Autre gros point fort : l'ambiance. Mes aïeux : ça déchire. Les musiques signées par Michael Hoenig sont sublimes, tout à tour épiques, tristes ou mélancoliques, et soulignent parfaitement les moments-clés de l'aventure. Côté graphismes, c'est aussi très soigné, avec une 2D très fine qui ne vieillit pas (les personnages en 3D jurent un peu avec les décors d'ailleurs). Le plus fort, c'est l'humour. Un grand JDR selon moi, doit être drôle. Et dans BG2 on se fend bien la gueule, dès le début du jeu. Les gars de Bioware se sont visiblement lâchés, et ça fait plaisir.

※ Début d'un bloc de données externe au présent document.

PR #58, opened 2020-04-21
HBASE-24222 remove FSUtils.checkAccess and replace with FileSystem.access in HBCK

nyl3532016:


hbase-hbck2/src/main/java/org/apache/hbase/hbck1/HBaseFsck.java
```diff
@@ -2450,7 +2450,7 @@ private void checkAndFixTableStates() throws IOException {
     }
   }
 
-  private void preCheckPermission() throws IOException, AccessDeniedException {
+  private void preCheckPermission() throws IOException, AccessControlException {
```
jojochuang, line 2453: In printUsageAndExit() which invokes preCheckPermission(), should it also update the following catch clause to catch AccessControlException instead?
`
    } catch (AccessDeniedException ace) {
`

nyl3532016: printUsageAndExit do not invoke preCheckPermission ? I can not find  the invoke

liuml07: The only place I found was `HBaseFsck.java`, which deals with this the same as generic IOE (simply `exit`)

nyl3532016:
@liuml07 @jojochuang please hep merge this one

liuml07:
> @liuml07 @jojochuang please help merge this one

I don’t have commit access. We can ping @Apache9 to have a look.

jatsakthi:
+1. Thanks for the contribution @nyl3532016 and the review @liuml07 & @jojochuang . Let me merge this one.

En fait, BG2 est le JDR parfait : pas trop orienté parlote comme Planescape Torment, ni trop orienté combat comme Icewind Dale, et parfaitement rythmé, pas comme Arcanum. Jamais on s'ennuie. Bien sûr, et certains le regrettent, il est très orienté grosbill, parfois au détriment du roleplay. Il faut souvent combattre, c'est vrai, et discuter s'avère souvent inutile. On peut aussi noter qu'il est plus facile d'être un cœur pur qu'un parfait salaud, pour lequel les quêtes manqueront. Mais cette gigantesque aventure prend tellement le joueur ! A vrai dire, il m'obsède ce jeu. J'y ai passé des centaines d'heures, découvrant de nouvelles choses à chaque partie, tant l'univers est immense. Chaque PNJ que l'on peut recruter est un régal, ils sont parfois drôles et bien débiles (Minsc), parfois touchants (Aris, Cernd) ou cons (Yoshimo). La VF, complètement stupide mais absolument géniale, joue beaucoup dans le côté culte de cette galerie de personnages farfelus. C'est un plaisir de les accompagner, de découvrir leur vie, leurs sentiments, de les envoyer balader par une superbe réplique cinglante, etc.
Aventure épique, foutrement épique, BG2 est un sommet du genre, bourré de scènes cultes, magnifiquement bien écrit, tellement profond, qui vous envoûtera pendant des mois entiers, et bien plus.